Rutherford has run a local business since 1979, buying from fishermen and reselling to wholesalers, and even appeared on a poster for the right-wing populist UK Independence Party (UKIP). His constituency of Torridge and West Devon voted 57% in favor of Brexit.
But after Brexit, Rutherford's fishing fleet saw almost no increase in fishing opportunities. From January 1, 2021, he faced sharply higher export costs, and the piles of paperwork he had prepared proved useless. Worse still, when shipping his first post-Brexit batch of fish to France, the cargo was held up for five days due to documentation issues.
"First, you have to register for VAT in France," Rutherford said. "You have to hire a French accountant to handle this for you. That costs £2,000 a month." And other expenses: "You need a health certificate, £85 each time. You need a transport company to handle import documents, £245 each time. So each shipment costs an extra £330."
If the concrete costs of Brexit are hard to quantify, the promised benefits — less regulation, lower immigration, more public service funding, and new major trade deals — are even more uncertain.

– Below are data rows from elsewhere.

PR #1995, opened 2022-12-13
meterer: Do not wait for stopped timer.

### LINKED ISSUE #1984: testing: go ci test timeout in `server/swap`
https://github.com/decred/dcrdex/actions/runs/3616423483/jobs/6094364116

JoeGruffins:
closes #1984

please see https://go.dev/play/p/U9d_pvnMBu6

As called out in the docs https://pkg.go.dev/time#Timer.Stop It does not close the channel. If the timer has already fired, nothing happens. The example says "assuming the program has not received from t.C already"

Official UK data shows that compared to the £856 billion in annual UK-EU trade, the new trade deals Britain has struck with Australia, New Zealand, India, and Japan are negligible.
On immigration, according to Oxford University's Migration Observatory, since the post-Brexit immigration system took effect in 2021, net migration to the UK has averaged 550,000 per year. In 2023, the figure reached nearly 950,000, a record high, driven by a surge in non-EU citizens. It has since fallen sharply with new policies. By contrast, the figure was just 250,000 in the 2010s.
In Webb's view, the 2007-2008 financial crisis was the start of current problems, and Brexit worsened the UK's economic outlook, making it harder to attract investment, reducing trade levels, and creating labor shortages in certain sectors.
Michael Saunders, senior advisor at Oxford Economics and a former Bank of England official, noted that Brexit has persistently reduced government revenue, forcing higher taxes and spending cuts.
John Major, who served as prime minister in the 1990s and tried to resist anti-European forces within his own Conservative Party, bluntly stated that Brexit has made the UK poorer and weaker. "Britain was once proud of being a major EU member state and America's most important ally as the world's most powerful superpower. Today, we are neither, and the whole world knows it," Major said in a speech last year.